- Court: Court of Appeal (England and Wales)
- Citations: [1975] EWCA Civ J0122-2 , [1975] 2 Lloyd's Rep 485

Court membership
- Judges sitting: Cairns, Lawton, MacKenna

Keywords
- Misrepresentation, insurance, uberrimae fidei

= Lambert v Co-op Insurance Society Ltd =

English contract law case

Lambert v Co-operative Insurance Society Ltd [1975] EWCA Civ J0122-2, [1975] 2 Lloyd's Rep 485 is an English contract law case concerning the duty of an applicant for insurance to disclose facts material to the estimation of the risk.

==Facts==
Mrs Lambert signed a proposal form for an all risks insurance policy covering jewellery owned by her and her husband, without mentioning that her husband had been convicted of receiving stolen cigarettes and was fined £25. The Co-op issued the policy. Mr Lambert was convicted of two more dishonesty offences in 1971 and sentenced to 15 months in jail. Mrs Lambert did not reveal this either when the policy was renewed in 1972. In April 1972 some items worth £311 were lost or stolen and the Co-op refused her claim on the basis of a failure to disclose.

==Judgment==
Justice Brian MacKenna held that Lambert was under a duty of disclosure, but "[t]he extent of the duty is the matter in controversy". MacKenna discussed several possible standards for disclosure, but felt that ultimately the formulation in the Marine Insurance Act 1906 should prevail because there was no difference between this insurance and marine insurance in principle.
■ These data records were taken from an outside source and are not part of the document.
PR #4821, opened 2026-07-22
[2.x] fix: blank index title control when no nav item is active

### LINKED ISSUE #4819: [2.x] Mobile toolbar title is blank on tag pages when the current tag has no sidebar nav item
### Current Behavior

On phone-width viewports, the index toolbar's title dropdown (`App-titleControl`) renders blank — only the `fas fa-sort` caret shows — when viewing a tag that has no item in the index sidebar nav.

This affects any **secondary tag that isn't among the site's 3 most-discussed secondary tags**, because `addTagList` only adds the top 3 secondary tags to the nav, and the nav `SelectDropdown` has no `defaultLabel` to fall back on when none of its children is active.

Live comparison (2.0.0-rc.5) — both are secondary tags with 1 discussion each; "Sandbox" happens to rank in the top 3 secondary tags, "Uptime Monitoring" ranks 4th:

- https://linkrobins.com/forum/t/uptime-monitoring — toolbar title is blank
- https://linkrobins.com/forum/t/sandbox — toolbar shows "Sandbox"

Because the ranking depends on live discussion counts, the set of affected tags silently shifts as counts change, so the bug looks intermittent/random from an admin's point of view.

### Steps to Reproduce

1. Create 4+ secondary tags (tags without a position) with at least one discussion each.
2. On a phone-width viewport, open `/t/{slug}` for a secondary tag that is **not** among the top 3 secondary tags by discussion count.
3. The toolbar title is empty; only the sort caret renders. (The tag hero below it renders the name fine — the tag is in the store.)
4. Compare with a primary tag or a top-3 secondary tag: the name renders in the toolbar.

### Expected Behavior

The toolbar title shows the current tag's name for every tag page, regardless of whether the tag earned a spot in the sidebar nav list.

### Screenshot

Image

### Environment

- Flarum version: 2.0.0-rc.5
- Website URL: https://linkrobins.com/forum
- Webserver: nginx
- Hosting environment: vps (docker)
- PHP version: 8.3.32
- Browser: Chrome (screenshots reproduced with headless Chromium at 390×844)

### Possible Solution

The chain, from the 2.x source:

1. `SelectDropdown.getButtonContent()` uses the first active child's label, else `this.attrs.defaultLabel` ([SelectDropdown.tsx](https://github.com/flarum/framework/blob/2.x/framework/core/js/src/common/components/SelectDropdown.tsx)).
2. The nav `SelectDropdown` built in `IndexSidebar.items()` passes no `defaultLabel` ([IndexSidebar.tsx](https://github.com/flarum/framework/blob/2.x/framework/core/js/src/forum/components/IndexSidebar.tsx)).
3. `addTagList` adds all primary tags, but secondary tags are sorted by `discussionCount` and only `more.splice(0, 3)` are added ([addTagList.js](https://github.com/flarum/framework/blob/2.x/extensions/tags/js/src/forum/addTagList.js)). A tag outside that set has no nav item, so nothing is active and the label collapses to the missing `defaultLabel`.

Either of these would fix it:

- In `addTagList`, always `addTag(app.currentTag())` when the position/top-3 filters excluded it, so the current tag always has an (active) nav item; or
- Pass a `defaultLabel` to the nav `SelectDropdown` in `IndexSidebar` — e.g. `app.currentTag()?.name()`, falling back to the all-discussions label.

### Additional Context

#3773 fixed an empty-string `SelectDropdown` title previously, but not this code path — here the dropdown has children, just no active one.

karl-bullock:
Fixes #4819

### What / why

On phone-width viewports the index toolbar title (the nav `SelectDropdown`, `App-titleControl`) renders blank on tag pages whenever the current tag has no item in the index sidebar nav. In practice that means any secondary tag that is not among the 3 most discussed secondary tags, so the set of affected tags shifts as discussion counts change and the bug looks random from an admin's point of view.

### Root cause

`SelectDropdown.getButtonContent()` uses the label of the first active child and falls back to `attrs.defaultLabel`. `defaultLabel` is declared required on `ISelectDropdownAttrs`, but the nav dropdown built in `IndexSidebar.items()` never passed one. When no child is active the label collapses to nothing and only the sort caret is left.

Tags is what exposes it: `addTagList` adds primary tags plus the top 3 secondary tags by `discussionCount()`, so a tag outside those filters contributes no nav item and nothing is active.

### Fix

Two parts, following the approach agreed in review:

**Core.** `IndexSidebar` now passes a `defaultLabel` to the nav `SelectDropdown`, read from the current page with the index's own link as the fallback:

```jsx
defaultLabel={app.current.get('titleControlLabel') ?? app.translator.trans('core.forum.index.all_discussions_link')}
```

This resolves the empty-label case for any consumer, not just tags. A page that filters the discussion list without contributing a nav item can name itself by setting `titleControlLabel` on `app.current`, which is the existing channel a page uses to hand context to other components. Anything that does not falls back to "All Discussions".

**Tags.** On a tag page, set `app.current.set('titleControlLabel', tag.name())`. Because `getButtonContent()` only reaches for `defaultLabel` when no child is active, this surfaces the tag name precisely in the unlisted-tag case, while a listed tag still wins through its own active item.

The change is label-only, so nothing is added to the sidebar, and it needs no `override()`. `addTagList` is untouched.

On ordering: the tags side sets the label from an `extend` on `IndexPage.prototype.view`. That runs after the original `view()` returns, but `view()` only returns a `PageStructure` vnode holding a bound `sidebar` callback, so `IndexSidebar.view()` (and therefore `items()`) does not run until later in the diff. The label is always set before it is read. Stale labels are not a concern either, since `DefaultResolver.makeKey()` keys on route name plus route params, so any tag-to-tag or tag-to-index navigation re-creates the page and with it `app.current`.

### Testing

New `framework/core/js/tests/integration/forum/components/IndexSidebar.test.ts` covers the title control: that it renders, that it falls back to the index link when no nav item is active, that it uses `titleControlLabel` when a page sets one, and that an active nav item still beats `titleControlLabel`. The two behavioural cases fail on `2.x` without the `IndexSidebar` change and pass with it.

Also verified by hand on a 2.x-dev install with 4 secondary tags at descending discussion counts (4/3/2/1), Chromium at 390x844:

- Before: the 4th-ranked tag's page shows an empty toolbar title with only the sort caret.
- After: it shows the tag name. A top-3 tag page renders byte-identically to before, and the index still shows "All Discussions".
- At 1280px the tag page and the index render byte-identically before and after, confirming the sidebar is unchanged: the unlisted tag is still absent from it.

Client-side navigation was checked separately, since the ordering argument above only matters on a route change rather than a fresh load. Driving the router through listed tag, unlisted tag, listed tag, unlisted tag, index, unlisted tag, listed tag gives the correct title at every step, and the unlisted tag never gains a nav item.

No `js/dist` in the diff, per the contributing docs.

### DIFF
--- a/extensions/tags/js/src/forum/addTagFilter.tsx
+++ b/extensions/tags/js/src/forum/addTagFilter.tsx
@@ -87,6 +87,16 @@ export default function addTagFilter() {
     }
   });
 
+  // Name the current tag in the index title control. The nav dropdown only falls
+  // back to this label when none of its items is active, so it surfaces exactly
+  // when the current tag has no item in the sidebar nav, which is the case for
+  // any secondary tag outside the 3 most discussed ones.
+  extend(IndexPage.prototype, 'view', function () {
+    const tag = app.currentTag();
+
+    if (tag) app.current.set('titleControlLabel', tag.name());
+  });
+
   // If currently viewing a tag, restyle the 'new discussion' button to use
   // the tag's color, and disable if the user isn't allowed to edit.
   extend(IndexSidebar.prototype, 'items', function (items) {
--- a/framework/core/js/src/forum/components/IndexSidebar.tsx
+++ b/framework/core/js/src/forum/components/IndexSidebar.tsx
@@ -47,12 +47,18 @@ export default class IndexSidebar<CustomAttrs extends IndexSidebarAttrs = IndexS
       </Button>
     );
 
+    // `SelectDropdown` labels its button with the active child, and falls back to
+    // `defaultLabel` when none of them is active. That happens whenever a page
+    // filters the discussion list without contributing a nav item of its own, so
+    // such a page can name itself here by setting `titleControlLabel` on
+    // `app.current`. Otherwise we are on the unfiltered index.
     items.add(
       'nav',
       <SelectDropdown
         buttonClassName="Button"
         className="App-titleControl"
         accessibleToggleLabel={app.translator.trans('core.forum.index.toggle_sidenav_dropdown_accessible_label')}
+        defaultLabel={app.current.get('titleControlLabel') ?? app.translator.trans('core.forum.index.all_discussions_link')}
       >
         {this.navItems().toArray()}
       </SelectDropdown>
--- a/framework/core/js/tests/integration/forum/components/IndexSidebar.test.ts
+++ b/framework/core/js/tests/integration/forum/components/IndexSidebar.test.ts
@@ -1,0 +1,58 @@
+import bootstrapForum from '@flarum/jest-config/src/bootstrap/forum';
+import IndexSidebar from '../../../../src/forum/components/IndexSidebar';
+import { app } from '../../../../src/forum';
+import mq from 'mithril-query';
+import m from 'mithril';
+
+beforeAll(() => bootstrapForum());
+
+const titleControlLabel = (sidebar: any): string | undefined =>
+  sidebar.rootEl.querySelector('.App-titleControl > .Dropdown-toggle .Button-labelText')?.textContent;
+
+const navItemLabel = (sidebar: any, item: string): string | undefined =>
+  sidebar.rootEl.querySelector(`.Dropdown-menu .item-${item} .Button-labelText`)?.textContent;
+
+describe('IndexSidebar', () => {
+  beforeAll(() => app.boot());
+
+  afterEach(() => app.current.set('titleControlLabel', undefined));
+
+  test('renders', () => {
+    const sidebar = mq(IndexSidebar, {});
+
+    expect(sidebar).toHaveElement('.App-titleControl');
+  });
+
+  test('labels the title control with the index link when no nav item is active', () => {
+    const sidebar = mq(IndexSidebar, {});
+
+    expect(titleControlLabel(sidebar)).toBeTruthy();
+    expect(titleControlLabel(sidebar)).toBe(navItemLabel(sidebar, 'allDiscussions'));
+  });
+
+  test('labels the title control from app.current when a page provides a label', () => {
+    app.current.set('titleControlLabel', 'Support');
+
+    const sidebar = mq(IndexSidebar, {});
+
+    expect(titleControlLabel(sidebar)).toBe('Support');
+  });
+
+  test('prefers an active nav item over the label from app.current', () => {
+    class SidebarWithActiveItem extends IndexSidebar {
+      navItems() {
+        const items = super.navItems();
+
+        items.add('active', m('button', { active: true }, 'Active item'), 200);
+
+        return items;
+      }
+    }
+
+    app.current.set('titleControlLabel', 'Support');
+
+    const sidebar = mq(SidebarWithActiveItem, {});
+
+    expect(titleControlLabel(sidebar)).toBe('Active item');
+  });
+});


imorland (changes requested):
Thanks for the thorough writeup — the root-cause analysis here is spot on, and I verified it: `SelectDropdown.getButtonContent()` derives the label purely from the active child and the nav dropdown passes no `defaultLabel`, so an unlisted current tag → no active child → blank title. That part's not in question.

Where I'd push back is the layer this is fixed at. Adding the current tag to the nav list doesn't only restore the title — it makes the current tag **appear in the index sidebar** (desktop and mobile) whenever you're on its page, when it otherwise wouldn't be listed. That's a visible behaviour change to the sidebar beyond the reported bug, and it's the kind of thing that should be a deliberate product decision rather than a side effect of a title fix.

Digging into alternatives, they all felt like they were compensating for the same underlying thing rather than fixing it:

- **Passing a `defaultLabel` from the tags extension** — the natural "show the tag name" approach — isn't cleanly reachable: the nav `SelectDropdown` is built inline in `IndexSidebar.items()` with no hook to supply a per-page label, and `extend()` can't customise a scalar return, so it'd force an `override()`.
- **A hardcoded core `defaultLabel`** ("All Discussions") fixes the blank but shows a slightly-wrong title on tag pages, and still leaves the door open on other consumers.
- **Making the label an `ItemList`** so it's `extend()`-able is really just a single value wearing a list costume — a smell of its own.

The common thread is that they're all working around the title control having nothing to show when no item is active, rather than addressing why it ends up with nothing to show — and the tags list is just what happens to expose it.

Could you take another pass at this? The constraints I'd want a fix to meet: it shouldn't change what appears in the sidebar, it should hold for any consumer that hits the empty-label case (not just tags), and it should avoid an `override()`. Worth agreeing the approach here before you rebuild it, rather than reworking the current one.

karl-bullock:
Thanks, this is fair. I agree the sidebar behaviour change is the real problem with the current patch: adding the tag to the list to recover the title conflates two separate things.

Working within your three constraints (no sidebar change, holds for any consumer, no `override()`), I think the pieces are already in place:

- `SelectDropdown` already accepts a `defaultLabel`, and `getButtonContent()` falls back to it when no child is active. The nav dropdown in `IndexSidebar.items()` simply never passes one.
- `app.current` (the `PageState`) is the existing channel a page uses to hand context to other components (`DiscussionPage` sets `discussion`/`stream`, `UserPage` sets `user`), and tags already writes `noTagsList` to it.

So the fix I would propose:

**1. Core** — `IndexSidebar` passes a `defaultLabel` to the nav `SelectDropdown`, read from the current page with the index's own label as the fallback:

```jsx
defaultLabel={app.current.get('title') ?? app.translator.trans('core.forum.index.all_discussions_link')}
```

That resolves the empty-label case for any consumer, adds nothing to the sidebar, and needs no override.

**2. Tags** — on a tag page, `app.current.set('title', currentTag.name())`. Because `getButtonContent()` only reaches for `defaultLabel` when no child is active, this surfaces the tag name precisely in the unlisted-tag case, while a listed tag still wins through its own active item.

Net result: an unlisted tag page shows the tag name, the plain index shows "All Discussions", and any other extension caught in the same empty-label spot can set its own page title or fall back to the default. No sidebar change, no `override()`.

The one thing I would want your call on before I rebuild is the `PageState` key. I used `title` above for readability, but something more specific like `sidebarTitle` may be safer against collisions. Happy to go with whatever you prefer.

imorland:
This looks great — thanks for taking it back to the cause rather than working around it. The `defaultLabel` + `app.current` approach hits all three constraints cleanly: label-only so the sidebar is untouched, works for any consumer via the `all_discussions_link` fallback in core, and no `override()`. It also tidies up the fact that `IndexSidebar` never passed the (required) `defaultLabel` in the first place.

On the key: agreed that `title` is too generic for a shared, untyped `PageState` bag — it wouldn't collide today, but it's the kind of name something else will reach for eventually. I'd lean towards a key of `titleControlLabel` — it names what it actually feeds (the `App-titleControl` label) rather than a page concept, so there's no ambiguity about what setting it does.

Go ahead and rebuild on that. 👍

karl-bullock:
Rebuilt on `titleControlLabel` as agreed. `addTagList` is back to stock, so the whole fix is now the `defaultLabel` in `IndexSidebar` plus the tags side setting the label on `app.current`. I have rewritten the description to match.

On the three constraints:

- **No sidebar change.** The tag page and the index render byte-identically to the stock build at desktop width, and the unlisted tag stays out of the sidebar.
- **Any consumer.** The fallback lives in core and terminates at `all_discussions_link`, so nothing can land on blank, and a page can name itself by setting the key.
- **No `override()`.**

Added `IndexSidebar.test.ts` covering the fallback, the `app.current` label, and an active item still winning over it. The two behavioural cases fail on 2.x without the change.

One thing worth your eye, since it is the only call I had to make that had not already come up: the tags side sets the label from an `extend` on `IndexPage.prototype.view`. That works because `view()` only returns a `PageStructure` vnode holding a bound `sidebar` callback, so `IndexSidebar.items()` does not run until later in the diff and the label is always set before it is read. Happy to move it if you would rather it sat somewhere more explicit.

imorland (approved):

The insured must disclose to the insurer every material circumstance, and a circumstance is material if it would affect the insurer's decision regarding the amount of the premium or whether to assume the risk.

He did however say the law was unsatisfactory, and that the Co-op were doing "a heartless thing [...] but that is their business, not mine".

Later academic commentary noted that a non-expert customer of insurance might not know what an expert insurer would consider material—presenting the problem that even a person acting in good faith could fail to uphold their duty.